■ Aim of the exercise ■
Output the opening lines of the records exactly. End with the line that contains "- update the".

■ Records supplied ■
Issue #7589, opened 2021-02-22
Update paypal subscription handler for existing paypal customer


data-sync-user:
When a customer uses an existing stripe card on file for a new subscription, we have a route handling that case. We need a similar route for paypal to use when using the paypal billing a agreement on file. For stripe users, this is the same as the initial checkout handler, it just doesn't include a payment method id. We should handle it the same with the existing paypal new subscription handler.

┆Issue is synchronized with this [Jira Task](https://jira.mozilla.com/browse/FXA-3069)
┆Issue Number: FXA-3069

PR #8133, opened 2021-04-05
feat(subscriptions): create subscriptions for existing PayPal customer

chenba:
Because:
 - a customer using PayPal as the payment provider should be able to
   subscribe to more than one product

This commit:
 - update the API to allow the frontend to create a new subscription
   without creating a PayPal billing agreement first

This commit maintains the same API surface and branches on the now
optional PayPal payment token request payload value to
`/oauth/subscriptions/active/new-paypal`.

Closes: #7589

### DIFF
--- a/packages/fxa-auth-server/lib/payments/stripe.ts
+++ b/packages/fxa-auth-server/lib/payments/stripe.ts
@@ -11,6 +11,7 @@ import {
   updatePayPalBA,
 } from 'fxa-shared/db/models/auth';
 import { AbbrevPlan, AbbrevProduct } from 'fxa-shared/dist/subscriptions/types';
+import { ACTIVE_SUBSCRIPTION_STATUSES } from 'fxa-shared/subscriptions/stripe';
 import { StatsD } from 'hot-shots';
 import ioredis from 'ioredis';
 import moment from 'moment';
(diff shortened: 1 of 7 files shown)


packages/fxa-auth-server/lib/routes/subscriptions/paypal.ts
```diff
@@ -75,11 +80,55 @@ export class PayPalHandler extends StripeWebhookHandler {
...
     }
 
+    const { token } = request.payload as Record<string, string>;
+    const currentBillingAgreement = this.stripeHelper.getCustomerPaypalAgreement(
+      customer
+    );
+
+    if (!token && !currentBillingAgreement) {
+      throw error.missingPaypalPaymentToken();
+    }
```
bbangert, line 90: This isn't quite the check needed, as it will miss someone with a paypal-funded subscription active that happened to have cancelled their billing agreement. That case will require a different error, informing them that they must fix their PayPal funding for their currently active subscription before adding more subscriptions.

bbangert (changes requested):

chenba:
@bbangert Made changes to the error condition guards.  Thanks!

packages/fxa-auth-server/lib/payments/stripe.ts
```diff
@@ -11,6 +11,7 @@ import {
   updatePayPalBA,
 } from 'fxa-shared/db/models/auth';
 import { AbbrevPlan, AbbrevProduct } from 'fxa-shared/dist/subscriptions/types';
+import { ACTIVE_SUBSCRIPTION_STATUSES } from 'fxa-shared/subscriptions/stripe';
```
bbangert, line 14: 👍🏻

bbangert (approved):
LGTM!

■ Output below ■
Issue #7589, opened 2021-02-22
Update paypal subscription handler for existing paypal customer


data-sync-user:
When a customer uses an existing stripe card on file for a new subscription, we have a route handling that case. We need a similar route for paypal to use when using the paypal billing a agreement on file. For stripe users, this is the same as the initial checkout handler, it just doesn't include a payment method id. We should handle it the same with the existing paypal new subscription handler.

┆Issue is synchronized with this [Jira Task](https://jira.mozilla.com/browse/FXA-3069)
┆Issue Number: FXA-3069

PR #8133, opened 2021-04-05
feat(subscriptions): create subscriptions for existing PayPal customer

chenba:
Because:
 - a customer using PayPal as the payment provider should be able to
   subscribe to more than one product

This commit:
 - update the API to allow the frontend to create a new subscription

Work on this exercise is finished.